#### TASK GOAL:
Each record has to be returned exactly as it appears.

#### PROVIDED DATA:
-=-=-=-=-

PR #2508, opened 2025-04-14
LTD-6140: Add fields to capture Security release outcome validity dates

saruniitr:
## Change description

For each Security release outcome user need to be able to determine the expiry date so add fields to capture validity start and end dates.

Instead of a single expiry date it is captured as start and end dates because the letter includes the start date and duration in months. It is also possible to start date may not always be the date the outcome is issued. To allow for all these they are saved as two different fields.

FE changes are here https://github.com/uktrade/lite-frontend/pull/2465.

[LTD-6140](https://uktrade.atlassian.net/browse/LTD-6140)

[LTD-6140]: https://uktrade.atlassian.net/browse/LTD-6140?atlOrigin=eyJpIjoiNWRkNTljNzYxNjVmNDY3MDlhMDU5Y2ZhYzA5YTRkZjUiLCJwIjoiZ2l0aHViLWNvbS1KU1cifQ


api/f680/models.py
```diff
@@ -147,3 +147,5 @@ class SecurityReleaseOutcome(TimestampableModel):
         choices=enums.SecurityGrading.security_release_outcome_choices, max_length=50, blank=True, null=True
     )
     approval_types = ArrayField(models.CharField(choices=enums.ApprovalTypes.choices, max_length=50), default=list)
+    validity_start_date = models.DateField(blank=True, null=True, help_text="Date the outcome validity starts")
+    validity_end_date = models.DateField(blank=True, null=True, help_text="Date the outcome is no longer valid")
```
currycoder, line 151: I think we should force these fields to have values by making them not nullable.  Would suggest a data migration after this to set expiry start_date/end_date based on `created_at` and then a further schema migration to make this not-nullable.  That sequence should ensure that our existing test data works on local/dev2.

What do you think?

api/f680/enums.py
```diff
@@ -105,3 +105,7 @@ class SecurityReleaseOutcomes:
         (APPROVE, "Approve"),
         (REFUSE, "Refuse"),
     ]
+
+
+class SecurityReleaseOutcomeDuration:
+    DEFAULT_DURATION_MONTHS = 24
```
currycoder, line 111: If this is only used for tests, could it be possible to move it directly in to factories or similar?  Having it in the application code made me think we would use it in the api app somewhere.

api/f680/models.py
currycoder: I think it's just a data integrity thing.  We have gotten in to the habit on SIELs of making things nullable when they shouldn't be so it's something I'd like for us to start tightening up.

Just suggested the data migration to avoid any headaches when we come to deploy this to dev2 - but I'm happy if you would prefer to resolve that manually.

saruniitr: agree, I was only thinking about time.
I will create tickets for those additional migrations and pick up later.

currycoder: Sounds good Arun

currycoder (approved):

api/f680/models.py
currycoder: I think we will have exactly the same issue for adding `Recommendation.security_grading` back in - except that one is perhaps a little more troublesome because we can't easily guess at what the value should be from other data.

api/f680/enums.py
```diff
@@ -105,3 +105,7 @@ class SecurityReleaseOutcomes:
         (APPROVE, "Approve"),
         (REFUSE, "Refuse"),
     ]
+
+
+class SecurityReleaseOutcomeDuration:
```
marcuspp, line 110: Just an observation, this file is called `enums.py` yet none of these are python enums

marcuspp (approved):

PR #2510, opened 2025-04-15
[LTD-6144] Add case type to f680 Serializers

marcuspp:
### Aim

[LTD-6144](https://uktrade.atlassian.net/browse/LTD-6144)

### DIFF
--- a/api/f680/caseworker/serializers.py
+++ b/api/f680/caseworker/serializers.py
@@ -74,6 +74,12 @@ class F680ApplicationSerializer(serializers.ModelSerializer):
     submitted_by = RelatedExporterUserSerializer(read_only=True)
     security_release_requests = SecurityReleaseRequestSerializer(many=True)
     product = ProductSerializer(source="get_product")
+    case_type = serializers.SerializerMethodField()
+
+    def get_case_type(self, instance):
+        from api.cases.serializers import CaseTypeSerializer
+
+        return CaseTypeSerializer(instance.case_type).data
 
     class Meta:
         model = F680Application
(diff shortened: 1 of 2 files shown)


api/f680/caseworker/serializers.py
```diff
@@ -74,6 +74,12 @@ class F680ApplicationSerializer(serializers.ModelSerializer):
     submitted_by = RelatedExporterUserSerializer(read_only=True)
     security_release_requests = SecurityReleaseRequestSerializer(many=True)
     product = ProductSerializer(source="get_product")
+    case_type = serializers.SerializerMethodField()
+
+    def get_case_type(self, instance):
+        from api.cases.serializers import CaseTypeSerializer
```
depsiatwal, line 80: any reason for the import in mid method ?

api/f680/exporter/serializers.py
```diff
@@ -35,6 +37,11 @@ def create(self, validated_data):
         validated_data["case_type_id"] = self.context["case_type_id"]
         return super().create(validated_data)
 
+    def get_case_type(self, instance):
+        from api.cases.serializers import CaseTypeSerializer
```
depsiatwal, line 41: same comment as above ?

api/f680/caseworker/serializers.py
marcuspp: This one has a circular dependancy if moved to the top of the file.

depsiatwal: is it worth having a new serializer which is cleaner ?
generally what we attempt to do when shifting to new endpoints

marcuspp: I think maybe a future refactor as its important it returns the data the same way for all case types. It seems moving the `CaseTypeSerializer` out of `cases/serializers.py` would be the best solution as this pattern of importing this serializer mid method is common across the repo. ie. 
https://github.com/uktrade/lite-api/blob/f654cd9a63da4da13dbb8f137857f6dd6f52f701/api/compliance/serializers/ComplianceSiteCaseSerializers.py#L115 
I'd prefer to leave this for now if thats okaym and put a ticket on the backlog to move the serializer at a later date?

markj0hnst0n (approved):

api/f680/exporter/serializers.py
marcuspp: This one can be moved so have done so.

api/f680/caseworker/serializers.py
depsiatwal: Ok fair enough it's these kind of bad practices were trying to move away from in the new endpoints.

depsiatwal (approved):
Commented added happy to approve on the basis a follow up ticket created.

-=-=-=-=-

#### SOLUTION:
PR #2508, opened 2025-04-14
LTD-6140: Add fields to capture Security release outcome validity dates

saruniitr:
## Change description

For each Security release outcome user need to be able to determine the expiry date so add fields to capture validity start and end dates.

Instead of a single expiry date it is captured as start and end dates because the letter includes the start date and duration in months. It is also possible to start date may not always be the date the outcome is issued. To allow for all these they are saved as two different fields.

FE changes are here https://github.com/uktrade/lite-frontend/pull/2465.

[LTD-6140](https://uktrade.atlassian.net/browse/LTD-6140)

[LTD-6140]: https://uktrade.atlassian.net/browse/LTD-6140?atlOrigin=eyJpIjoiNWRkNTljNzYxNjVmNDY3MDlhMDU5Y2ZhYzA5YTRkZjUiLCJwIjoiZ2l0aHViLWNvbS1KU1cifQ


api/f680/models.py
```diff
@@ -147,3 +147,5 @@ class SecurityReleaseOutcome(TimestampableModel):
         choices=enums.SecurityGrading.security_release_outcome_choices, max_length=50, blank=True, null=True
     )
     approval_types = ArrayField(models.CharField(choices=enums.ApprovalTypes.choices, max_length=50), default=list)
+    validity_start_date = models.DateField(blank=True, null=True, help_text="Date the outcome validity starts")
+    validity_end_date = models.DateField(blank=True, null=True, help_text="Date the outcome is no longer valid")
```
currycoder, line 151: I think we should force these fields to have values by making them not nullable.  Would suggest a data migration after this to set expiry start_date/end_date based on `created_at` and then a further schema migration to make this not-nullable.  That sequence should ensure that our existing test data works on local/dev2.

What do you think?

api/f680/enums.py
```diff
@@ -105,3 +105,7 @@ class SecurityReleaseOutcomes:
         (APPROVE, "Approve"),
         (REFUSE, "Refuse"),
     ]
+
+
+class SecurityReleaseOutcomeDuration:
+    DEFAULT_DURATION_MONTHS = 24
```
currycoder, line 111: If this is only used for tests, could it be possible to move it directly in to factories or similar?  Having it in the application code made me think we would use it in the api app somewhere.

api/f680/models.py
currycoder: I think it's just a data integrity thing.  We have gotten in to the habit on SIELs of making things nullable when they shouldn't be so it's something I'd like for us to start tightening up.

Just suggested the data migration to avoid any headaches when we come to deploy this to dev2 - but I'm happy if you would prefer to resolve that manually.

saruniitr: agree, I was only thinking about time.
I will create tickets for those additional migrations and pick up later.

currycoder: Sounds good Arun

currycoder (approved):

api/f680/models.py
currycoder: I think we will have exactly the same issue for adding `Recommendation.security_grading` back in - except that one is perhaps a little more troublesome because we can't easily guess at what the value should be from other data.

api/f680/enums.py
```diff
@@ -105,3 +105,7 @@ class SecurityReleaseOutcomes:
         (APPROVE, "Approve"),
         (REFUSE, "Refuse"),
     ]
+
+
+class SecurityReleaseOutcomeDuration:
```
marcuspp, line 110: Just an observation, this file is called `enums.py` yet none of these are python enums

marcuspp (approved):

PR #2510, opened 2025-04-15
[LTD-6144] Add case type to f680 Serializers

marcuspp:
### Aim

[LTD-6144](https://uktrade.atlassian.net/browse/LTD-6144)

### DIFF
--- a/api/f680/caseworker/serializers.py
+++ b/api/f680/caseworker/serializers.py
@@ -74,6 +74,12 @@ class F680ApplicationSerializer(serializers.ModelSerializer):
     submitted_by = RelatedExporterUserSerializer(read_only=True)
     security_release_requests = SecurityReleaseRequestSerializer(many=True)
     product = ProductSerializer(source="get_product")
+    case_type = serializers.SerializerMethodField()
+
+    def get_case_type(self, instance):
+        from api.cases.serializers import CaseTypeSerializer
+
+        return CaseTypeSerializer(instance.case_type).data
 
     class Meta:
         model = F680Application
(diff shortened: 1 of 2 files shown)


api/f680/caseworker/serializers.py
```diff
@@ -74,6 +74,12 @@ class F680ApplicationSerializer(serializers.ModelSerializer):
     submitted_by = RelatedExporterUserSerializer(read_only=True)
     security_release_requests = SecurityReleaseRequestSerializer(many=True)
     product = ProductSerializer(source="get_product")
+    case_type = serializers.SerializerMethodField()
+
+    def get_case_type(self, instance):
+        from api.cases.serializers import CaseTypeSerializer
```
depsiatwal, line 80: any reason for the import in mid method ?

api/f680/exporter/serializers.py
```diff
@@ -35,6 +37,11 @@ def create(self, validated_data):
         validated_data["case_type_id"] = self.context["case_type_id"]
         return super().create(validated_data)
 
+    def get_case_type(self, instance):
+        from api.cases.serializers import CaseTypeSerializer
```
depsiatwal, line 41: same comment as above ?

api/f680/caseworker/serializers.py
marcuspp: This one has a circular dependancy if moved to the top of the file.

depsiatwal: is it worth having a new serializer which is cleaner ?
generally what we attempt to do when shifting to new endpoints

marcuspp: I think maybe a future refactor as its important it returns the data the same way for all case types. It seems moving the `CaseTypeSerializer` out of `cases/serializers.py` would be the best solution as this pattern of importing this serializer mid method is common across the repo. ie. 
https://github.com/uktrade/lite-api/blob/f654cd9a63da4da13dbb8f137857f6dd6f52f701/api/compliance/serializers/ComplianceSiteCaseSerializers.py#L115 
I'd prefer to leave this for now if thats okaym and put a ticket on the backlog to move the serializer at a later date?

markj0hnst0n (approved):

api/f680/exporter/serializers.py
marcuspp: This one can be moved so have done so.

api/f680/caseworker/serializers.py
depsiatwal: Ok fair enough it's these kind of bad practices were trying to move away from in the new endpoints.

depsiatwal (approved):
Commented added happy to approve on the basis a follow up ticket created.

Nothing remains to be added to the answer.